# Plagiarism Detection Model

Now that I've created training and test data, I'm ready to define and train a model. The goal is to train a binary classification model that learns to label an answer file as either plagiarized or not, based on the features.

This task will be broken down into a few discrete steps:

* Upload the data to S3.
* Define a binary classification model and a training script.
* Train the model and deploy it.
* Evaluate the deployed classifier.

## Load Data to S3

In [None]:
import pandas as pd
import boto3
import sagemaker

In [None]:
# session and role
sagemaker_session = sagemaker.Session()
role = sagemaker.get_execution_role()

# create an S3 bucket
bucket = sagemaker_session.default_bucket()

## Upload the training data to S3

In [None]:
data_dir = 'plagiarism_data'

# set prefix, a descriptive name for a directory  
prefix = 'plagiarism_detector'

# upload all data to S3
input_data = sagemaker_session.upload_data(path = data_dir, bucket=bucket, key_prefix=prefix)

### Test cell

In [None]:
# confirm that data is in S3 bucket
empty_check = []
for obj in boto3.resource('s3').Bucket(bucket).objects.all():
    empty_check.append(obj.key)
    print(obj.key)

assert len(empty_check) !=0, 'S3 bucket is empty.'
print('Test passed!')

---

# Modeling

Now that I've uploaded the training data, it's time to define and train a model!

The type of model can be:
* Use a built-in classification algorithm, like LinearLearner.
* Define a custom Scikit-learn classifier, a comparison of models can be found [here](https://scikit-learn.org/stable/auto_examples/classification/plot_classifier_comparison.html).
* Define a custom PyTorch neural network classifier. 

---
# Create an Estimator

In [None]:
# import LinearLearner
from sagemaker import LinearLearner

# specify an output path
prefix = 'plagiarism_detector'
output_path = 's3://{}/{}'.format(bucket, prefix)
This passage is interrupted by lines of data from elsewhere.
PR #820, opened 2024-01-20
update tests for changes to pytest

kecnry:
opened on behalf of @aprsa


tests/tests/test_backward_compatibility/test_import.py
```diff
@@ -101,7 +97,6 @@ def test_21(verbose=False, plot=False):
     if plot:
         b.plot(show=True, time=0)
 
-    return b
```
kecnry, line 104: are these intentionally removed (in several places throughout this PR)?  They can be useful when running the script directly and debugging the bundle.  If we do need to remove these, then the calls in `__main__` need to be updated as well.

tests/tests/test_misaligned/test_misaligned_area_volume.py
```diff
@@ -5,23 +5,23 @@
...
-  # detacted case (only meaningful)
-  choice = 0
-  q = 1
-  F = 1
-  d = 1
-  Omega0 = 10
-  theta = 0.9
-  area0 = 0.1554255703973858
-  volume0 = 5.7617852701434746e-03
+    # detacted case (only meaningful)
```
kecnry, line 10: while we're changing other things 😝 

```suggestion
    # detatched case (only meaningful)
```

kecnry (commented):
A little difficult to tease out the needed changes from everything else here, but I think everything looks reasonable.  Just one general concern about removing the bundle returns since that has been helpful to debug failing tests in the past.

tests/tests/test_backward_compatibility/test_import.py
kecnry: (turns out this is necessary otherwise pytest yells, so we'll just need to manually make these edits if we need to inspect the bundle to debug a broken test).

aprsa: Yep, pytest currently raises a warning but the next version will raise an error whenever tests return anything. So we can't put those back in, unfortunately. Here [here](https://github.com/pytest-dev/pytest/issues/7337) for details.

PR #826, opened 2024-02-18
Interpolation/extrapolation switch to a C module

aprsa:
This is a complete rewrite of the ndpolator in C. There are a few more things I'd like to optimize but the code is fully functional and it passes all tests. As the first step, I'd kindly ask for the review of dependencies/ndpolator code. It is C but it is heavily documented. You can generate fully documentation using doxygen. @Raindogjones, the treatment of down-dimensioning has been reworked, so please see if this fixes the issue you were seeing before. I am leaving this in draft stage for now as we will likely need a few iterations to get right. This is a HUGE diff so brace yourselves...


aprsa:
Ignore test failures, they're all benign: we need to rebase to 2.4.13 once out (which will fix 3.7 failures) and the mac compiler is finicky about defining local variables, which is an easy fix.

kecnry:
running for the default binary, I'm not seeing:

```
File ~/repos/phoebe2/phoebe/frontend/bundle.py:11929, in Bundle.run_compute(self, compute, model, solver, detach, dataset, times, return_changes, **kwargs)
  11927 if 'lc' in ds_kinds_enabled or 'rv' in ds_kinds_enabled or 'lp' in ds_kinds_enabled:
  11928     logger.info("run_compute: computing necessary ld_coeffs, pblums, l3s")
> 11929     self.compute_ld_coeffs(compute=compute, skip_checks=True, set_value=True, **{k:v for k,v in kwargs.items() if k in computeparams.qualifiers})
  11930     # NOTE that if pblum_method != 'phoebe', then system will be None
  11931     # otherwise the system will be create which we can pass on to the backend
  11932     # the phoebe backend can then skip initializing the system at least on the master proc
  11933     # (workers will need to recreate the mesh)
  11934     system, pblums_abs, pblums_scale, pblums_rel, pbfluxes = self.compute_pblums(compute=compute, ret_structured_dicts=True, skip_checks=True, **{k:v for k,v in kwargs.items() if k in computeparams.qualifiers})

File ~/repos/phoebe2/phoebe/frontend/bundle.py:10328, in Bundle.compute_ld_coeffs(self, compute, set_value, **kwargs)
  10324 query_pts = np.array([[teff, logg, abun],])
  10326 # interpolate_ldcoeffs() always returns an array, so we need
  10327 # the first element of the array.
> 10328 ld_coeffs = pb.interpolate_ldcoeffs(
  10329     query_pts=query_pts,
  10330     ldatm=ldcs,
  10331     ld_func=ld_func,
  10332     intens_weighting=intens_weighting,
  10333     ld_extrapolation_method=ld_extrapolation_method
  10334 )[0]
  10336 # NOTE: these may return nans... if so, run_checks will handle the error
  10338 logger.info("interpolated {} ld_coeffs{}={}".format(ld_func, bol_suffix, ld_coeffs))

File ~/repos/phoebe2/phoebe/atmospheres/passbands.py:1385, in Passband.interpolate_ldcoeffs(self, query_pts, ldatm, ld_func, intens_weighting, ld_extrapolation_method)
   1382 if f'{ldatm}:ld' not in self.content:
   1383     raise ValueError(f'Limb darkening coefficients for ldatm={ldatm} are not available; please compute them first.')
-> 1385 ld_coeffs = self.ndp[ldatm].ndpolate(f'ld@{intens_weighting}', query_pts, extrapolation_method=ld_extrapolation_method)
   1386 return ld_coeffs[s[ld_func]]

File ~/repos/phoebe2/phoebe/dependencies/ndpolator/ndpolator.py:94, in Cndpolator.ndpolate(self, table, query_pts, extrapolation_method)
     92 capsule = self.table[table][2]
     93 if capsule:
---> 94     interps = cndpolator.ndpolate(capsule=capsule, query_pts=query_pts, nbasic=len(self.axes), extrapolation_method=extrapolation_method)
     95 else:
     96     attached_axes = self.table[table][0]

TypeError: function missing required argument 'axes' (pos 2)
```

aprsa:
Can someone confirm this? I cannot reproduce on my end, and all checks are passing on CI as well. @kecnry, could it be that cndpolator wasn't rebuilt properly?

phoebe/atmospheres/passbands.py
```diff
@@ -295,8 +295,8 @@ def __init__(self, ptf=None, pbset='Johnson', pbname='V', effwl=5500.0,
         # self.nntree = dict()              # nearest neighbor tree for blending and extrapolation
         # self.indices = dict()             # nearest neighbor indices for blending and extrapolation
         # self.ics = dict()                 # inferior corners for blending and extrapolation
-        self.blending_region = dict()     # blending regions
-        self.mapper = dict()              # mapping from model atmosphere axes to interpolation axes
+        # self.blending_region = dict()     # blending regions
```
Raindogjones, line 298: I'm guessing this is a temporary change to disable blending for now?

phoebe/atmospheres/passbands.py
```diff
@@ -631,48 +624,45 @@ def load(cls, archive, load_content=True, init_extrapolation=True):
...
-                            # Rebuild the table of non-null indices for the nearest neighbor lookup:
-                            # self.nntree[atm], self.indices[atm] = ndpolator.kdtree(self.atm_axes[atm][:-1], self.atm_photon_grid[atm][...,-1,:])
+                        # specific passband intensities:
+                        mus = np.array(list(hdul[f'{prefix}_mus'].data['mu']))
+                        self.ndp[atm].register('imu@photon', (mus,), self.atm_photon_grid[atm])
+                        self.ndp[atm].register('imu@energy', (mus,), self.atm_energy_grid[atm])
 
-                            # Rebuild blending map:
+                        if init_extrapolation:
+                            # CHECKME: probably obsolete
```
Raindogjones, line 649: ?

phoebe/atmospheres/passbands.py
```diff
@@ -631,48 +624,45 @@ def load(cls, archive, load_content=True, init_extrapolation=True):
                 for atm in ['ck2004', 'phoenix', 'tmap']:
```
Raindogjones, line 624: I'm wondering if we could do something similar for pb.save? This updated way of loading the passband is much more efficient when it comes to adding new atmospheres.  Can we update save and then make the list of atmospheres a global list that we define elsewhere? Like _supported_atms but without blackbody and extern_*?

phoebe/atmospheres/passbands.py
```diff
@@ -3084,22 +2986,22 @@ def Inorm_bol_bb(Teff=5772., logg=4.43, abun=0.0, atm='blackbody', intens_weight
     )
 
     pb.compute_blackbody_intensities(include_extinction=True)
-#    pb.compute_bb_reddening(verbose=True)
+    # pb.compute_bb_reddening(verbose=True)
```
Raindogjones, line 2989: I think we should just go ahead and delete these references to the old extinction calculations now these functions don't exist.

Raindogjones (commented):
I've reviewed passbands.py and made a couple of comments. In the mean time, I'll keep testing.

Raindogjones:
I just pushed a couple of small updates so that the required changes for the new TMAP grids are already there (more to make my life easier with the testing than anything else). Feel free to reverse the commits if you think they should be kept separate, but they don't change much other than splitting TMAP into four grids.

phoebe/atmospheres/passbands.py
aprsa: nope, that's a permanent change; blending regions are now replaced by unit hypercubes in cndpolator. My upcoming commit will remove these altogether.

phoebe/atmospheres/passbands.py
aprsa: Yes, that would be awesome! In fact, I want to move away from individual axes and tables and store everything in Ndpolator class instances. TBD.

phoebe/atmospheres/passbands.py
aprsa: Agreed, done.

phoebe/atmospheres/passbands.py
```diff
@@ -375,7 +369,7 @@ def save(self, archive, overwrite=True, update_timestamp=True, export_inorm_tabl
         header['TIMESTMP'] = timestamp
         header['PBSET'] = self.pbset
         header['PBNAME'] = self.pbname
-        header['EFFWL'] = self.effwl
+        header['EFFWL'] = self.effwl.value
```
kecnry, line 372: is this already guaranteed to be in meters?  Or should we do `to_value` to double check (I see later that meters are assumed).

phoebe/atmospheres/passbands.py
```diff
@@ -1142,6 +1121,7 @@ def compute_intensities(self, atm, path, impute=False, include_extinction=False,
         # self._ck2004_boosting_photon_grid = np.nan*np.ones((len(self.atm_axes['ck2004'][0]), len(self.atm_axes['ck2004'][1]), len(self.atm_axes['ck2004'][2]), len(self.atm_axes['ck2004'][3]), 1))
 
         if include_extinction:
+            # ? Should this not include mus as well?
```
kecnry, line 1124: should it?

phoebe/frontend/bundle.py
```diff
@@ -3991,7 +3991,7 @@ def ld_coeffs_len(ld_func, ld_coeffs):
                                             True, 'run_compute')
                         else:
                             atm = self.get_value(qualifier='atm', component=component, compute=compute, context='compute', atm=kwargs.get('atm', None), **_skip_filter_checks)
-                            if atm not in ['ck2004', 'phoenix', 'tmap']:
+                            if atm not in ['ck2004', 'phoenix', 'tmap_sdO', 'tmap_DA', 'tmap_DAO', 'tmap_DO']:
```
kecnry, line 3994: can we store this list somewhere in `passbands.py` and import it here?

kecnry (commented):
Just a few comments from skimming the code - I'll go back and test functionality more thoroughly in the next week or so and then let's get this in! 🤞

aprsa:
@kecnry, @Raindogjones, as you might have noticed, and in line of what was discussed at the telecon yesterday, I separated ndpolator from phoebe. The latest commit passes all the tests, so I think that the only remaining issue is the fits keyword length. Once that is done, I'll convert this draft PR to an actual PR and we can merge it in.

aprsa:
> TA = TMAP DA
> TO = TMAP DO
> TS = TMAP sdO
> TM = TMAP DAO

@Raindogjones, works for me!

phoebe/atmospheres/passbands.py
kecnry: as long as we aren't worried about ever deviating from that, then this is probably slightly cheaper.

phoebe/frontend/bundle.py
kecnry: if the list appears anywhere else, then I think consolidating to one place would be useful to avoid them falling out of sync, otherwise this is fine for now

Raindogjones: This is the same as _supported_atms in passbands.py just with blackbody and extern_* removed.  It is also defined multiple times in passbands.py when checking for how to handle limb-darkening etc., so I think we could consolidate that everywhere and just have it defined once in passbands.py

kecnry: ok, if that doesn't fit here @aprsa - please just create a follow-up ticket so we don't forget to address it eventually

aprsa: I added it to the project, but I don't think we should roll this into this PR.

phoebe/atmospheres/passbands.py
aprsa: I think it should, but this can also be deferred. Here's the [action item](https://github.com/orgs/phoebe-project/projects/2/views/11?pane=issue&itemId=57136993).

phoebe/frontend/bundle.py
aprsa: Done; action item is [here](https://github.com/orgs/phoebe-project/projects/2/views/11?pane=issue&itemId=57136481).

Raindogjones:
Requested TMAP changes made (plus references).  @aprsa will need to rebuild the default bundles and passbands but then I think that is it!

kecnry:
Once the shipped passbands are updated the errors should go away, but I'm curious if our warnings to update are sufficient or if we're now going to have to _require_ updating all passbands when updating phoebe.  Is there anyway we can keep this backwards compatible?

aprsa:
> Once the shipped passbands are updated the errors should go away, but I'm curious if our warnings to update are sufficient or if we're now going to have to _require_ updating all passbands when updating phoebe. Is there anyway we can keep this backwards compatible?

We won't need to require the update. This is only because the stock Johnson V passband didn't have blackbody extinction incorporated before (which in and of itself was an oversight). I'll edit the test that's failing and account for this omission, but otherwise there will be no adverse effects. We remain backwards-compatible.

phoebe/atmospheres/passbands.py
Raindogjones: Originally we decided to just derive the extinction corrections based on Inorms so as to not massively increased the passband file sizes.  Given the magnitude of the correction from extinction, I still think this is fine (and is the way we say that we do it in the paper).  Limb-darkening changes the SED but also reduces the brightness, so the majority of the flux comes from the centre where the SED is very, very similar to Inorm. Changing to Imu would would increase passband sizes by at least an order of magnitude for negligible gain.

kecnry (approved):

# instantiate LinearLearner
linear = LinearLearner(role=role,
                       train_instance_count=1, 
                       train_instance_type='ml.c4.xlarge',
                       predictor_type='binary_classifier',
                       output_path=output_path,
                       sagemaker_session=sagemaker_session,
                       epochs=15)

## Train the estimator

In [None]:
train = pd.read_csv(os.path.join(data_dir, 'train.csv'), header=None)

train_x = train.loc[:,0]
train_y= train.loc[:, 1:]

In [None]:
# convert features/labels to numpy
train_x_np = train_x.astype('float32')
train_y_np = train_y.astype('float32')

# create RecordSet
formatted_train_data = linear.record_set(train_x_np, labels=train_y_np)

In [None]:
linear.fit(formatted_train_data)

## Deploy the trained model

In [None]:
# deploy the model to create a predictor
linear_predictor = linear.deploy(initial_instance_count=1, instance_type='ml.c4.xlarge')

---
# Evaluating The Model

In [None]:
import os

# read in test data, assuming it is stored locally
test_data = pd.read_csv(os.path.join(data_dir, "test.csv"), header=None, names=None)

# labels are in the first column
test_y = test_data.iloc[:,0]
test_x = test_data.iloc[:,1:]

## Determine the accuracy of the model

In [None]:
# test one prediction
test_x_np = np.array(test_x).astype('float32')
test_y = np.array(test_y)

result = linear_predictor.predict(test_x_np[0])
print(result)

In [None]:
# First: generate predicted, class labels

predictions = linear_predictor.predict(test_x_np)
test_preds = np.array([prediction.label['predicted_label'].float32_tensor.values[0] for prediction in predictions])

# test that your model generates the correct number of labels
assert len(test_y_preds)==len(test_y), 'Unexpected number of predictions.'
print('Test passed!')

In [None]:
# Second: calculate the test accuracy
from sklearn.metrics import accuracy_score
accuracy_score(test_y, test_y_preds)

print(accuracy)

## print out the array of predicted and true labels, if you want
print('\nPredicted class labels: ')
print(test_y_preds)
print('\nTrue class labels: ')
print(test_y.values)

----
## Clean up Resources

In [None]:
# estimator.delete_endpoint()

### Deleting S3 bucket

In [None]:
# deleting bucket

# bucket_to_delete = boto3.resource('s3').Bucket(bucket)
# bucket_to_delete.objects.all().delete()

---
## Further Directions

* Train a classifier to predict the *category* (1-3) of plagiarism and not just plagiarized (1) or not (0).
* Utilize a different and larger dataset to see if this model can be extended to other types of plagiarism.
* Use language or character-level analysis to find different (and more) similarity features.
* Write a complete pipeline function that accepts a source text and submitted text file, and classifies the submitted text as plagiarized or not.
* Use API Gateway and a lambda function to deploy your model to a web application.